** Opening EXCERPTED DATA block **

PR #761, opened 2017-04-06
add mixpanel tracking code

jamesgorrie:
We were talking, and I do wonder about Google Analytics.
Looking at Google Optimize too, it is a marketing platform.

I have used Mixpanel before, and it's great as it's very user focussed, and given our audience and also traffic, this could be more valuable.

More over they offer A/B testing, but in a more programmatic fashion, where is Optimize is a pointy, clicky, make magic solution.

We can test it, if we don't like, we can remove it. No hassle, no fuss.

https://mixpanel.com


davidpmccormick:
Who A/B tests the A/B tests?






Don't answer that.

PR #765, opened 2017-04-07
Add GA scroll depth plugin

### LINKED ISSUE #755: Investigate storing scroll depth in Google Analytics
Similar to what wellcometrust/mosaic do.

davidpmccormick:
Adding the ability to track percentage-of-page-scrolled in GA. Fixes #755.

## What does it look like?
Debugging with a custom event handler to log in the console (obviously this is the data that will be sent over to GA under the 'Scroll Depth' category).
screen shot 2017-04-07 at 12 07 30


jamesgorrie:
Is this the same one mosaic use?

davidpmccormick:
It's a fork of the Mosaic one without the jQuery dependency

https://github.com/robflaherty/jquery-scrolldepth#forks

client/libs/gascrolldepth.js
```diff
@@ -0,0 +1,444 @@
...
+ * gascrolldepth.js | v0.9
+ * Copyright (c) 2015 Rob Flaherty (@robflaherty), Leigh McCulloch (@___leigh___)
+ * Licensed under the MIT and GPL licenses.
+ */
+  /*
+   * Extend a series of objects with the properties of each.
+   * Ref: http://stackoverflow.com/a/11197343/159762
+   */
+
+function extend(){
```
jamesgorrie: None of these are needed.

jamesgorrie:
I'm going to vote for writing our own as it's simple enough and this plugin comes with loads of gumpf we don't need.

We will also then be able to ask certain questions more accurately and attach more info to the event like how long the page was, how many images / image galleries / videos etc there were.

I know this is planning ahead, but it feels like this is a very very blunt analysis that isn't of any use as it stands.

davidpmccormick:
I'll set about paring it right back to bare bones, then we can build on it

client/libs/ga-scroll-depth.js
```diff
@@ -0,0 +1,70 @@
...
+    document.documentElement['clientHeight']
+  );
+};
+
+const getWindowHeight = () => {
+  return window.innerHeight || document.documentElement.clientHeight || document.body.clientHeight;
+};
+
+const getPageYOffset = () => {
+  return window.pageYOffset || (document.compatMode === 'CSS1Compat' ? document.documentElement.scrollTop : document.body.scrollTop);
```
jamesgorrie: Given our browser support - I'm assuming not all of this is needed?

client/libs/ga-scroll-depth.js
```diff
@@ -0,0 +1,70 @@
...
+
+const sendEvent = (action, label) => {
+  window.dataLayer.push({
+    'event': 'ScrollDistance',
+    'eventCategory': 'Scroll Depth',
+    'eventAction': action,
+    'eventLabel': label,
+    'eventValue': 1,
+    'eventNonInteraction': true
+  });
```
jamesgorrie: Does GA automatically work with a `dataLayer`?
As far as I knew it was a concept, but you had to implement the logic of sending these events yourself?

client/js/utils/dom-events.js
```diff
@@ -1,10 +1,12 @@
 import fromEvent from 'xstream/extra/fromEvent';
 import debounce from 'xstream/extra/debounce';
 import throttle from 'xstream/extra/throttle';
+import xs from 'xstream';
 
 export const onWindowResizeDebounce$ = fromEvent(window, 'resize').compose(debounce(500));
 export const onWindowScrollThrottle$ = fromEvent(window, 'scroll').compose(throttle(100));
 export const onWindowScrollDebounce$ = fromEvent(window, 'scroll').compose(debounce(500));
+export const onWindowScrollThrottleDebounce$ = xs.merge(onWindowScrollThrottle$, onWindowScrollDebounce$);
```
jamesgorrie: I'm trying to work out the logic of what this would do.

As an implementation point you should be able to have:
```JS
onWindowScrollThrottle$.merge(onWindowScrollDebounce$)
```

davidpmccormick: I thought I should be able to have that implementation too, but I couldn't make it work – I assumed it was a factor of keeping xstream lean, but entirely possible it was my implementation – will look again.

client/libs/ga-scroll-depth.js
davidpmccormick: That's a good point – will update.

client/js/utils/dom-events.js
davidpmccormick: [Docs](https://github.com/staltz/xstream/wiki/Migrating-from-RxJS#from-rxjs-to-xstream) suggest `Observable.merge(a$, b$, c$)` in RxJS is written as `xs.merge(a$, b$, c$)` in xstream with no mention of chainability as far as I can tell.

As before, I want a throttled event that is also guaranteed to fire at the end – something xstream's `throttle` doesn't give us out of the box

jamesgorrie: Yea, but seeming to have a debounced throttle event means we're going to get neither, it seems a hack to something that might have a better solution.

I'll have a poke about.

client/libs/ga-scroll-depth.js
```diff
@@ -0,0 +1,69 @@
...
+  const scrollDistance = getPageYOffset() + winHeight;
+  const marks = calculateMarks(mainHeight);
+
+  checkMarks(marks, scrollDistance);
+};
+
+const init = () => {
+  onWindowScrollDebounce$.subscribe({
+    next() {
+      if (!mainEl) return;
```
jamesgorrie: could we not just skip init if we don't have this?

jamesgorrie:
It'd be great to walk @hthair and @jennpb through this so they know what analytics we're going to be getting, then all's good to go.

client/libs/ga-scroll-depth.js
```diff
@@ -0,0 +1,70 @@
...
+
+const getWindowHeight = () => {
+  return window.innerHeight || document.documentElement.clientHeight || document.body.clientHeight;
+};
+
+const getPageYOffset = () => {
+  return window.pageYOffset;
+};
+
+const sendEvent = (distance, timing) => {
```
jamesgorrie: Is there a reason you use `const` over `function`?
I can see the idea of making it immutable a good one.

No hold up, just FMI.

jamesgorrie:
@davidpmccormick @gestchild - just a point, can we please add no more components that hit the DOM without a DOM thrashing strategy?

client/libs/ga-scroll-depth.js
```diff
@@ -0,0 +1,70 @@
...
+
+import { onWindowScrollDebounce$ } from '../js/utils/dom-events';
+const startTime = new Date().getTime();
+const getElHeight = el => el.offsetHeight + el.offsetTop;
+
+const getWindowHeight = () => {
+  return window.innerHeight || document.documentElement.clientHeight || document.body.clientHeight;
+};
+
+const getPageYOffset = () => {
```
jamesgorrie:
```JS
const getPageYOffset = () => window.pageYOffset;
```

Works too - same as above...

client/libs/ga-scroll-depth.js
```diff
@@ -0,0 +1,70 @@
...
+    eventAction: 'Percentage',
+    eventLabel: distance,
+    eventValue: 1,
+    eventNonInteraction: true
+  });
+
+  window.ga('send', {
+    hitType: 'timing',
+    timingCategory: 'Scroll Timing',
+    timingVar: `Milliseconds to ${distance}`,
```
jamesgorrie: Could we potentially call this something like:
`Scoll ${distace}`?

jamesgorrie: Or - following documentation:
https://developers.google.com/analytics/devguides/collection/analyticsjs/user-timings

`scroll-25` or `scroll25`?

davidpmccormick: Wouldn't that just make it less clear for analysis within GA?

client/libs/ga-scroll-depth.js
davidpmccormick: There isn't really an arguable reason, nope.

client/libs/ga-scroll-depth.js
davidpmccormick: Good point. Better yet, I can do away with it altogether.

client/libs/ga-scroll-depth.js
davidpmccormick: That said, it's output in GA as time in seconds, so perhaps e.g. `Scroll 25%` is better.

PR #775, opened 2017-04-10
search for series instead of being lazy and just chosing the first one

### LINKED ISSUE #774: Title on series pages
When a series has two categories from Wordpress, we're just choosing the first one, which is wrong.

** Closing EXCERPTED DATA block **

- HOW TO COMPLETE THIS TASK
Repeat the material, keeping every word exactly as it is.

- THE ANSWER
PR #761, opened 2017-04-06
add mixpanel tracking code

jamesgorrie:
We were talking, and I do wonder about Google Analytics.
Looking at Google Optimize too, it is a marketing platform.

I have used Mixpanel before, and it's great as it's very user focussed, and given our audience and also traffic, this could be more valuable.

More over they offer A/B testing, but in a more programmatic fashion, where is Optimize is a pointy, clicky, make magic solution.

We can test it, if we don't like, we can remove it. No hassle, no fuss.

https://mixpanel.com


davidpmccormick:
Who A/B tests the A/B tests?






Don't answer that.

PR #765, opened 2017-04-07
Add GA scroll depth plugin

### LINKED ISSUE #755: Investigate storing scroll depth in Google Analytics
Similar to what wellcometrust/mosaic do.

davidpmccormick:
Adding the ability to track percentage-of-page-scrolled in GA. Fixes #755.

## What does it look like?
Debugging with a custom event handler to log in the console (obviously this is the data that will be sent over to GA under the 'Scroll Depth' category).
screen shot 2017-04-07 at 12 07 30


jamesgorrie:
Is this the same one mosaic use?

davidpmccormick:
It's a fork of the Mosaic one without the jQuery dependency

https://github.com/robflaherty/jquery-scrolldepth#forks

client/libs/gascrolldepth.js
```diff
@@ -0,0 +1,444 @@
...
+ * gascrolldepth.js | v0.9
+ * Copyright (c) 2015 Rob Flaherty (@robflaherty), Leigh McCulloch (@___leigh___)
+ * Licensed under the MIT and GPL licenses.
+ */
+  /*
+   * Extend a series of objects with the properties of each.
+   * Ref: http://stackoverflow.com/a/11197343/159762
+   */
+
+function extend(){
```
jamesgorrie: None of these are needed.

jamesgorrie:
I'm going to vote for writing our own as it's simple enough and this plugin comes with loads of gumpf we don't need.

We will also then be able to ask certain questions more accurately and attach more info to the event like how long the page was, how many images / image galleries / videos etc there were.

I know this is planning ahead, but it feels like this is a very very blunt analysis that isn't of any use as it stands.

davidpmccormick:
I'll set about paring it right back to bare bones, then we can build on it

client/libs/ga-scroll-depth.js
```diff
@@ -0,0 +1,70 @@
...
+    document.documentElement['clientHeight']
+  );
+};
+
+const getWindowHeight = () => {
+  return window.innerHeight || document.documentElement.clientHeight || document.body.clientHeight;
+};
+
+const getPageYOffset = () => {
+  return window.pageYOffset || (document.compatMode === 'CSS1Compat' ? document.documentElement.scrollTop : document.body.scrollTop);
```
jamesgorrie: Given our browser support - I'm assuming not all of this is needed?

client/libs/ga-scroll-depth.js
```diff
@@ -0,0 +1,70 @@
...
+
+const sendEvent = (action, label) => {
+  window.dataLayer.push({
+    'event': 'ScrollDistance',
+    'eventCategory': 'Scroll Depth',
+    'eventAction': action,
+    'eventLabel': label,
+    'eventValue': 1,
+    'eventNonInteraction': true
+  });
```
jamesgorrie: Does GA automatically work with a `dataLayer`?
As far as I knew it was a concept, but you had to implement the logic of sending these events yourself?

client/js/utils/dom-events.js
```diff
@@ -1,10 +1,12 @@
 import fromEvent from 'xstream/extra/fromEvent';
 import debounce from 'xstream/extra/debounce';
 import throttle from 'xstream/extra/throttle';
+import xs from 'xstream';
 
 export const onWindowResizeDebounce$ = fromEvent(window, 'resize').compose(debounce(500));
 export const onWindowScrollThrottle$ = fromEvent(window, 'scroll').compose(throttle(100));
 export const onWindowScrollDebounce$ = fromEvent(window, 'scroll').compose(debounce(500));
+export const onWindowScrollThrottleDebounce$ = xs.merge(onWindowScrollThrottle$, onWindowScrollDebounce$);
```
jamesgorrie: I'm trying to work out the logic of what this would do.

As an implementation point you should be able to have:
```JS
onWindowScrollThrottle$.merge(onWindowScrollDebounce$)
```

davidpmccormick: I thought I should be able to have that implementation too, but I couldn't make it work – I assumed it was a factor of keeping xstream lean, but entirely possible it was my implementation – will look again.

client/libs/ga-scroll-depth.js
davidpmccormick: That's a good point – will update.

client/js/utils/dom-events.js
davidpmccormick: [Docs](https://github.com/staltz/xstream/wiki/Migrating-from-RxJS#from-rxjs-to-xstream) suggest `Observable.merge(a$, b$, c$)` in RxJS is written as `xs.merge(a$, b$, c$)` in xstream with no mention of chainability as far as I can tell.

As before, I want a throttled event that is also guaranteed to fire at the end – something xstream's `throttle` doesn't give us out of the box

jamesgorrie: Yea, but seeming to have a debounced throttle event means we're going to get neither, it seems a hack to something that might have a better solution.

I'll have a poke about.

client/libs/ga-scroll-depth.js
```diff
@@ -0,0 +1,69 @@
...
+  const scrollDistance = getPageYOffset() + winHeight;
+  const marks = calculateMarks(mainHeight);
+
+  checkMarks(marks, scrollDistance);
+};
+
+const init = () => {
+  onWindowScrollDebounce$.subscribe({
+    next() {
+      if (!mainEl) return;
```
jamesgorrie: could we not just skip init if we don't have this?

jamesgorrie:
It'd be great to walk @hthair and @jennpb through this so they know what analytics we're going to be getting, then all's good to go.

client/libs/ga-scroll-depth.js
```diff
@@ -0,0 +1,70 @@
...
+
+const getWindowHeight = () => {
+  return window.innerHeight || document.documentElement.clientHeight || document.body.clientHeight;
+};
+
+const getPageYOffset = () => {
+  return window.pageYOffset;
+};
+
+const sendEvent = (distance, timing) => {
```
jamesgorrie: Is there a reason you use `const` over `function`?
I can see the idea of making it immutable a good one.

No hold up, just FMI.

jamesgorrie:
@davidpmccormick @gestchild - just a point, can we please add no more components that hit the DOM without a DOM thrashing strategy?

client/libs/ga-scroll-depth.js
```diff
@@ -0,0 +1,70 @@
...
+
+import { onWindowScrollDebounce$ } from '../js/utils/dom-events';
+const startTime = new Date().getTime();
+const getElHeight = el => el.offsetHeight + el.offsetTop;
+
+const getWindowHeight = () => {
+  return window.innerHeight || document.documentElement.clientHeight || document.body.clientHeight;
+};
+
+const getPageYOffset = () => {
```
jamesgorrie:
```JS
const getPageYOffset = () => window.pageYOffset;
```

Works too - same as above...

client/libs/ga-scroll-depth.js
```diff
@@ -0,0 +1,70 @@
...
+    eventAction: 'Percentage',
+    eventLabel: distance,
+    eventValue: 1,
+    eventNonInteraction: true
+  });
+
+  window.ga('send', {
+    hitType: 'timing',
+    timingCategory: 'Scroll Timing',
+    timingVar: `Milliseconds to ${distance}`,
```
jamesgorrie: Could we potentially call this something like:
`Scoll ${distace}`?

jamesgorrie: Or - following documentation:
https://developers.google.com/analytics/devguides/collection/analyticsjs/user-timings

`scroll-25` or `scroll25`?

davidpmccormick: Wouldn't that just make it less clear for analysis within GA?

client/libs/ga-scroll-depth.js
davidpmccormick: There isn't really an arguable reason, nope.

client/libs/ga-scroll-depth.js
davidpmccormick: Good point. Better yet, I can do away with it altogether.

client/libs/ga-scroll-depth.js
davidpmccormick: That said, it's output in GA as time in seconds, so perhaps e.g. `Scroll 25%` is better.

PR #775, opened 2017-04-10
search for series instead of being lazy and just chosing the first one

### LINKED ISSUE #774: Title on series pages
When a series has two categories from Wordpress, we're just choosing the first one, which is wrong.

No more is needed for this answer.